━━━ Given data
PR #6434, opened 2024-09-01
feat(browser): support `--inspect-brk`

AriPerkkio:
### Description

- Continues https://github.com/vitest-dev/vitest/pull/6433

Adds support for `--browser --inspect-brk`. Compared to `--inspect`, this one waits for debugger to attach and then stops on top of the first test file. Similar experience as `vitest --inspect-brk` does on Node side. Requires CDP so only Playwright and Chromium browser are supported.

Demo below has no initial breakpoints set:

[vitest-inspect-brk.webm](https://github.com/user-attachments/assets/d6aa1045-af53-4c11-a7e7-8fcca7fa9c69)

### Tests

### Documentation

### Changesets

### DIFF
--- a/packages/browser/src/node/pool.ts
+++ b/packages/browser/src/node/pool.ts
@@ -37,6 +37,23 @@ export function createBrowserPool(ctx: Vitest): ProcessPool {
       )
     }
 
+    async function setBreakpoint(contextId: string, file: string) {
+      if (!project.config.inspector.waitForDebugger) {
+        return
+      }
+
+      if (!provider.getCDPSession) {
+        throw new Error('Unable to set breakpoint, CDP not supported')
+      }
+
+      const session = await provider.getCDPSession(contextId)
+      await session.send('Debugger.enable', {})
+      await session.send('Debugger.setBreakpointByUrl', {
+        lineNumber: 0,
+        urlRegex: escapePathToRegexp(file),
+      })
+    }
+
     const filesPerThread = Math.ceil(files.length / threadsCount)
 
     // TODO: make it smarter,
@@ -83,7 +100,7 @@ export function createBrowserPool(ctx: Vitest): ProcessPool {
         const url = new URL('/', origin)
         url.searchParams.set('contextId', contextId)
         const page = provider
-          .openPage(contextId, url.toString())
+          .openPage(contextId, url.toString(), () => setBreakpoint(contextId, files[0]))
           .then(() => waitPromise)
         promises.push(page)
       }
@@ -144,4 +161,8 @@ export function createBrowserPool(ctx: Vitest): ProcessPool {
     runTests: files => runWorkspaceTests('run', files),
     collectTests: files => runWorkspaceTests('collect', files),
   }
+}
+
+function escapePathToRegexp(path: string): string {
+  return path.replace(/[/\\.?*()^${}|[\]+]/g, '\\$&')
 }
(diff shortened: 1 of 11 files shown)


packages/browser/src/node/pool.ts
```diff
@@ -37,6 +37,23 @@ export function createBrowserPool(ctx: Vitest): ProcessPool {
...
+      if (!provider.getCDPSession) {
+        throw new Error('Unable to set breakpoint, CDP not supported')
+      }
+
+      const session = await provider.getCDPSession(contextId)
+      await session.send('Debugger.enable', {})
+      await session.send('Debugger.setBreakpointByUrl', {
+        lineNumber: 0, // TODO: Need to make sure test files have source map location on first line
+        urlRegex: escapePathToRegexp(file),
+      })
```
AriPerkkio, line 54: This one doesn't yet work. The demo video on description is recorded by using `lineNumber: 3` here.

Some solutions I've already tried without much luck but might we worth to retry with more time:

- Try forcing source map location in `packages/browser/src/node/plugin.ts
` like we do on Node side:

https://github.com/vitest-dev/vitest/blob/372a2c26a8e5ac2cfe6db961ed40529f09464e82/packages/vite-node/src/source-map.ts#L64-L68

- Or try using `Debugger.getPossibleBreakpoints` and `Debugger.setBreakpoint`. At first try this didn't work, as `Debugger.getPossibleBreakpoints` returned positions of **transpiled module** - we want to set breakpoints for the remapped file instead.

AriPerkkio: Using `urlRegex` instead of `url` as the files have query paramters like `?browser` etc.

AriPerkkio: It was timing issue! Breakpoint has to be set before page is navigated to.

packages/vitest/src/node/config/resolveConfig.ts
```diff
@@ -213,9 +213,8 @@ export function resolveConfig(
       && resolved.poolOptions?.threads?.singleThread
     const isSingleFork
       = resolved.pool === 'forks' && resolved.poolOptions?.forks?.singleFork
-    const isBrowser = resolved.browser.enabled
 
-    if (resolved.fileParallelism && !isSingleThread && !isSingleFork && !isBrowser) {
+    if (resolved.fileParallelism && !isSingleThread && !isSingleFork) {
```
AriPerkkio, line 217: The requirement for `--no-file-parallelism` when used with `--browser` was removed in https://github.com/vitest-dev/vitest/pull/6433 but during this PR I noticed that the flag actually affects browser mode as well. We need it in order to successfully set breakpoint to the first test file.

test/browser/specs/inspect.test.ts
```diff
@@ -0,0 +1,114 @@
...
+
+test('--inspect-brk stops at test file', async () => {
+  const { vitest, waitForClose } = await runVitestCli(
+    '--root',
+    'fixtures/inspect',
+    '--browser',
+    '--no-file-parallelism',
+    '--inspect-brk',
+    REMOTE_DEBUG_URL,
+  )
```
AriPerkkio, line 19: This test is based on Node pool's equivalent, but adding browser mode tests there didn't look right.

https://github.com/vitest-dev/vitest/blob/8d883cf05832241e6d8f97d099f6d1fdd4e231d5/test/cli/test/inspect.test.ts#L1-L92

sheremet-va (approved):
━━━━━━
-- Problem description --
All records above are to be printed exactly, with nothing omitted.

-- Exercise response --
PR #6434, opened 2024-09-01
feat(browser): support `--inspect-brk`

AriPerkkio:
### Description

- Continues https://github.com/vitest-dev/vitest/pull/6433

Adds support for `--browser --inspect-brk`. Compared to `--inspect`, this one waits for debugger to attach and then stops on top of the first test file. Similar experience as `vitest --inspect-brk` does on Node side. Requires CDP so only Playwright and Chromium browser are supported.

Demo below has no initial breakpoints set:

[vitest-inspect-brk.webm](https://github.com/user-attachments/assets/d6aa1045-af53-4c11-a7e7-8fcca7fa9c69)

### Tests

### Documentation

### Changesets

### DIFF
--- a/packages/browser/src/node/pool.ts
+++ b/packages/browser/src/node/pool.ts
@@ -37,6 +37,23 @@ export function createBrowserPool(ctx: Vitest): ProcessPool {
       )
     }
 
+    async function setBreakpoint(contextId: string, file: string) {
+      if (!project.config.inspector.waitForDebugger) {
+        return
+      }
+
+      if (!provider.getCDPSession) {
+        throw new Error('Unable to set breakpoint, CDP not supported')
+      }
+
+      const session = await provider.getCDPSession(contextId)
+      await session.send('Debugger.enable', {})
+      await session.send('Debugger.setBreakpointByUrl', {
+        lineNumber: 0,
+        urlRegex: escapePathToRegexp(file),
+      })
+    }
+
     const filesPerThread = Math.ceil(files.length / threadsCount)
 
     // TODO: make it smarter,
@@ -83,7 +100,7 @@ export function createBrowserPool(ctx: Vitest): ProcessPool {
         const url = new URL('/', origin)
         url.searchParams.set('contextId', contextId)
         const page = provider
-          .openPage(contextId, url.toString())
+          .openPage(contextId, url.toString(), () => setBreakpoint(contextId, files[0]))
           .then(() => waitPromise)
         promises.push(page)
       }
@@ -144,4 +161,8 @@ export function createBrowserPool(ctx: Vitest): ProcessPool {
     runTests: files => runWorkspaceTests('run', files),
     collectTests: files => runWorkspaceTests('collect', files),
   }
+}
+
+function escapePathToRegexp(path: string): string {
+  return path.replace(/[/\\.?*()^${}|[\]+]/g, '\\$&')
 }
(diff shortened: 1 of 11 files shown)


packages/browser/src/node/pool.ts
```diff
@@ -37,6 +37,23 @@ export function createBrowserPool(ctx: Vitest): ProcessPool {
...
+      if (!provider.getCDPSession) {
+        throw new Error('Unable to set breakpoint, CDP not supported')
+      }
+
+      const session = await provider.getCDPSession(contextId)
+      await session.send('Debugger.enable', {})
+      await session.send('Debugger.setBreakpointByUrl', {
+        lineNumber: 0, // TODO: Need to make sure test files have source map location on first line
+        urlRegex: escapePathToRegexp(file),
+      })
```
AriPerkkio, line 54: This one doesn't yet work. The demo video on description is recorded by using `lineNumber: 3` here.

Some solutions I've already tried without much luck but might we worth to retry with more time:

- Try forcing source map location in `packages/browser/src/node/plugin.ts
` like we do on Node side:

https://github.com/vitest-dev/vitest/blob/372a2c26a8e5ac2cfe6db961ed40529f09464e82/packages/vite-node/src/source-map.ts#L64-L68

- Or try using `Debugger.getPossibleBreakpoints` and `Debugger.setBreakpoint`. At first try this didn't work, as `Debugger.getPossibleBreakpoints` returned positions of **transpiled module** - we want to set breakpoints for the remapped file instead.

AriPerkkio: Using `urlRegex` instead of `url` as the files have query paramters like `?browser` etc.

AriPerkkio: It was timing issue! Breakpoint has to be set before page is navigated to.

packages/vitest/src/node/config/resolveConfig.ts
```diff
@@ -213,9 +213,8 @@ export function resolveConfig(
       && resolved.poolOptions?.threads?.singleThread
     const isSingleFork
       = resolved.pool === 'forks' && resolved.poolOptions?.forks?.singleFork
-    const isBrowser = resolved.browser.enabled
 
-    if (resolved.fileParallelism && !isSingleThread && !isSingleFork && !isBrowser) {
+    if (resolved.fileParallelism && !isSingleThread && !isSingleFork) {
```
AriPerkkio, line 217: The requirement for `--no-file-parallelism` when used with `--browser` was removed in https://github.com/vitest-dev/vitest/pull/6433 but during this PR I noticed that the flag actually affects browser mode as well. We need it in order to successfully set breakpoint to the first test file.

test/browser/specs/inspect.test.ts
```diff
@@ -0,0 +1,114 @@
...
+
+test('--inspect-brk stops at test file', async () => {
+  const { vitest, waitForClose } = await runVitestCli(
+    '--root',
+    'fixtures/inspect',
+    '--browser',
+    '--no-file-parallelism',
+    '--inspect-brk',
+    REMOTE_DEBUG_URL,
+  )
```
AriPerkkio, line 19: This test is based on Node pool's equivalent, but adding browser mode tests there didn't look right.

https://github.com/vitest-dev/vitest/blob/8d883cf05832241e6d8f97d099f6d1fdd4e231d5/test/cli/test/inspect.test.ts#L1-L92

sheremet-va (approved):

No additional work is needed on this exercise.